• **Task**
Each line of the records that holds "added" should be shown in full.

[Stored data entries]

PR #171, opened 2016-09-26
fixed date duplication [fixes SCI-469]

ZmagoD:
https://biosistemika.atlassian.net/browse/SCI-469


mz3944:
When clicking on _More comments_, the following error is thrown and nothing happend: 
_step_result_comments.self-01dd2a3….js?body=1:57 Uncaught TypeError: Cannot read property 'remove' of undefined_

Also, current date is not added, as if it treats new comments as comments made on the last previous date. If no comments were present before, then no date is shown at all.

ZmagoD:
Solved with PR #176

ZmagoD:
still work to do .. ;)

PR #178, opened 2016-09-27
Fixed wrong CSS formatting and added release notes link to help link.

mz3944:


app/views/shared/_navigation.html.erb
```diff
@@ -61,11 +61,12 @@
               <span class="glyphicon glyphicon-info-sign"></span>
             </a>
             <ul class="dropdown-menu">
-              <li><%= link_to t('nav.help.tutorials'), TUTORIALS_URL %></li>
-              <li><%= link_to t('nav.help.faq'), FAQ_URL %></li>
-              <li><%= link_to t('nav.help.support'), SUPPORT_URL %></li>
-              <li><%= link_to t('nav.help.plans'), PLANS_URL %></li>
-              <li><%= link_to t('nav.help.contact'), CONTACT_URL %></li>
+              <li><%= link_to t('nav.help.tutorials'), TUTORIALS_URL, :target => "_blank" %></li>
```
Ducz0r: If Hound doesn't bark, I will! 😆 (it seems it ignores `.html.erb` files)

I suggest we follow the new Rails syntax for hashes, and use the single quotes for Strings that don't need interpolation, e.g.
```ruby
link_to t('nav.help.tutorials'), TUTORIALS_URL, target: '_blank'
```

mz3944: Ah, nice catch indeed! Totally missed this without any code analysers.

PR #181, opened 2016-09-28
Displaying more information for individual samples in Sample table [SCI-321]

mlorb:
https://biosistemika.atlassian.net/browse/SCI-321?filter=-1


app/assets/javascripts/samples/sample_datatable.js
```diff
@@ -74,6 +81,7 @@ table = $("#samples").DataTable({
     fnDrawCallback: function(settings, json) {
         animateSpinner(this, false);
         changeToViewMode();
+        sampleInfoListener();
```
Ducz0r: I imagine that this callback is called everytime the table is redrawn, e.g. when user sorts the table, navigates to a different navigation page, etc. (basically, when the rows are reloaded via AJAX from server).

I believe there's (albeit very improbable) potential for a JavaScript memory leak here, since `$(".sample_info").on("click", <handler>);` event handlers are kept in memory for elements that have been removed. 

So I don't know, I'd check if maybe those handlers can be removed (`$(".sample_info").off("click");`) before re-drawing the table (maybe the `fnPreDrawCallback` can be used, needs to be checked).

app/views/samples/_info_sample_modal.html.erb
```diff
@@ -0,0 +1,53 @@
...
+  <div class="modal-dialog" role="document">
+    <div class="modal-content">
+      <div class="modal-header">
+        <button type="button" class="close" data-dismiss="modal" aria-label="Close"><span aria-hidden="true">&times;</span></button>
+        <h4 class="modal-title"><%= t('samples.modal_info.title', sample: @sample.name) %></h4>
+      </div>
+
+      <div class="modal-body">
+      <% if @sample.my_modules.count > 0 %>
+        <div class="linked-children-datatable">
```
Ducz0r: Nitpicking, but oh well - it'd make sense to me to also show a text here saying "This sample is assigned to <n> tasks.", similar as how it's shown in protocols modal. Just to be clarify a bit what you're seeing in the table below.

config/locales/en.yml
```diff
@@ -879,6 +879,10 @@ en:
     add_new_sample_type: "Add sample type"
     add_new_sample_group: "Add sample group"
     add_new_column: "Add column"
+    modal_info:
+      head_title: "Information for sample '%{sample}'"
+      title: "This sample is assigned to tasks."
```
Ducz0r: This one's on me! I know I'm bugging you, but I meant to say "This sample is assigned to N tasks.". (I used `<n>` in the text, and somehow Markdown just hid that part of the text)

• **Task response**
Also, current date is not added, as if it treats new comments as comments made on the last previous date. If no comments were present before, then no date is shown at all.
Fixed wrong CSS formatting and added release notes link to help link.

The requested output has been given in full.